В центре народу было еще больше, улицы превратились в муравейник, и мы больше стояли, чем продвигались. Армия направляла жителей города самым коротким путем. Мы медленно проталкивались к главному армейскому штабу и радиоцентру. Понимая, что идти пешком быстрее, я приказал Вилли направляться в парк, находящийся напротив здания штаба, а сам, протискиваясь сквозь толпу женщин, детей и солдат, отправился в главный штаб. Воздух был пропитан гарью, так что я почувствовал себя нехорошо. Ветер, дувший с севера, только усугублял ситуацию, принося все новые клубы дыма.
Штабы все еще охранялись военными, но их внимание было рассеянным. Они держали свои винтовки в боевой готовности, и в случае необходимости им всего лишь требовалось нажать на спусковой крючок. Я уверенно направился по ступенькам и вошел в дверь. Охрана отреагировала спокойно, внутри же царила неразбериха и хаос. Сотни офицеров бегали по коридорам в панике. О военной выправке и дисциплине в Одессе забыли.
Я сразу же кинулся туда, где, я знал, должны были находиться ребята. Оставалось совсем мало времени. Уже было без двадцати пяти двенадцать. Менее чем через тридцать минут пробьет назначенный час. Один из наших электриков копался возле главного распределительного щита и, увидев меня, улыбнувшись, подошел.

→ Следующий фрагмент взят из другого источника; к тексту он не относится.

PR #791, opened 2019-09-27
Avoid Pandas and Xarray warnings

jbednar:
Fixes https://github.com/pyviz/datashader/issues/789

### DIFF
--- a/datashader/bundling.py
+++ b/datashader/bundling.py
@@ -322,7 +322,7 @@ def _convert_graph_to_edge_segments(nodes, edges, params):
     df = df.filter(items=segment_class.get_merged_columns(params))
 
     edge_segments = []
-    for edge in df.get_values():
+    for edge in df.values:
         edge_segments.append(segment_class.create_segment(edge))
     return edge_segments, segment_class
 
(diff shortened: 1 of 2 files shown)


jbednar:
However, I still have a problem with current master and xarray 0.11.3 or 0.13 and pandas 0.25.1, which is that the http://datashader.org/user_guide/7_Networks.html#Graphs-with-categories section of the user guide is failing with the error:

```
TypeError: ufunc 'over' not supported for the input types, and the inputs could not 
be safely coerced to any supported types according to the casting rule ''safe''
```

Presumably that code used to work.  It's complaining about overlaying the node and edge plots in this case, even though overlaying those same types of plots in other cells above and below works fine using the same code. Plus if I hack `graphplot` to overlay just the nodes on themselves or just the edges on themselves, the overlay works, suggesting that the edges and nodes in this case end up as incompatible types of object that can't be overlaid with `over`.  Yet the two plots appear to have the same type (<class 'datashader.transfer_functions.Image'>) and dtype (uint32). I'll try to see when this problem started, but it has the same behavior on xarray 0.11.3 and 0.13, so if it's due to a change in xarray it would presumably be from an older version.

jbednar:
I had the same `over` problem with xarray 0.9.6 and pandas 0.23, so I'll merge this for now but still need to figure out the problem here.

PR #5008, opened 2026-08-14
refactor: surfaces harness-import ledger + gateway manager.py renamed to controller.py

YauhenBichel:
Two boundary cleanups, same theme: names and imports that say what they are.

1. Surfaces reach the harness through the curated surface — or the ledger
The twin of #5007. Measuring first changed the shape: surfaces/ imports 29 harness submodules across 35 files, versus the gateway's 11. The interactive shell legitimately assembles the agent stack itself (session persistence, prompt internals, tool providers), so hoisting everything into the curated core.agent_harness.__init__ table at once would un-curate it — the opposite of the point.

So this follows the transport-conformance pattern instead:

10 files migrated now — every import whose names the curated table already exports (SessionManager, AgentSession/SessionConfig, run_until_session_goal, dispatch_chat_turn, OutputSink, TurnResult, …).
tests/interactive_shell/test_harness_api_border.py — the same AST scanner as the gateway twin (catches aliased, line-continued, and importlib.import_module(...) forms), plus a 29-entry _KNOWN_DEEP_IMPORTS ledger asserted with exact equality in both directions: a new deep import fails immediately, and a module that stops being imported must be deleted from the ledger. Mutation-checked both ways.
The ledger doubles as the harness owners' curation worklist — each entry resolves by deliberately exporting the name or deciding it's shell-private, and either way the set only shrinks

2. gateway/core/runtime/manager.py → controller.py
GatewayManager → GatewayController — the class is the gateway's process controller (boot, credential hydrate, compose surfaces, scheduler, signals, stop), and "manager" said none of that. Renamed via git mv, ~27 files updated across bootstrap/, platform/, the CLI entry, tests and docs.

Two things surfaced by the rename, both fixed:

A vocabulary collision, resolved deliberately. The transport docs called transports "the controllers" (framing introduced in #5004). Two meanings of controller would be worse than the old vague manager, so transports are now consistently "ingress adapters" — the phrase turn_handler.py's docstring already used — and controller means exactly one thing.
The minimal .importlinter allowlist was doubly stale: it still permitted gateway.core.runtime.manager -> gateway.channels, naming both the old module and a package deleted two PRs ago. Now controller -> gateway.startup. The stale-named border tests went with it — test_only_manager_imports_channels_module was checking gateway.startup under its old name; it and two siblings are now named for what they actually assert.

### DIFF
--- a/.importlinter
+++ b/.importlinter
@@ -26,8 +26,8 @@ forbidden_modules =
 ignore_imports =
     # Composition root: the one edge into the channels composer, which owns all
     # transport and web wiring. Pinned by gateway/tests/test_package_borders.py
-    # (test_only_manager_imports_channels_module).
-    gateway.core.runtime.manager -> gateway.channels
+    # (test_only_controller_imports_the_startup_module).
+    gateway.core.runtime.controller -> gateway.startup
 
 [importlinter:contract:gateway-web-no-transports]
 name = Gateway web surface never imports chat transports
--- a/.importlinter.strict
+++ b/.importlinter.strict
@@ -41,7 +41,7 @@ ignore_imports =
     platform.scheduler.executor -> integrations.telegram.formatting
     # surfaces -> gateway (cli + repl gateway commands)
     surfaces.cli.commands.gateway -> gateway.core.runtime.daemon
-    surfaces.cli.gateway_entry -> gateway.core.runtime.manager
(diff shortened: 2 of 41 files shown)


YauhenBichel:
@greptile review

YauhenBichel:
@greptile review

– Последняя проверка, – доложил он мне. – В штабе не знают, что им делать. Вы обрубили им всю связь с фронтом, и теперь они следуют приказам из Москвы. Последнее сообщение пришло полчаса назад прямо из Кремля. Сталин требует не сдавать Одессу, бороться до последнего солдата, идти в контрнаступление и разбить немцев во что бы то ни стало. Подкрепление в количестве миллиона человек движется с юга, но генералы абсолютно сбиты с толку. Я догадываюсь, что вы что-то сделали с теми двумя колоннами танков, которые бесследно исчезли. Они в недоумении. Только и разговоров, что они не отвечают на позывные. Радио молчит. Посланные курьеры не вернулись, сообщения, посланные в дивизионные штабы, на фронт, остаются без ответа. Здесь нет информации, вошли ли немцы в Одессу, или бой продолжается в пятидесяти километрах от города. Как сработано, а?!
Он так ликовал, что готов был пуститься в пляс.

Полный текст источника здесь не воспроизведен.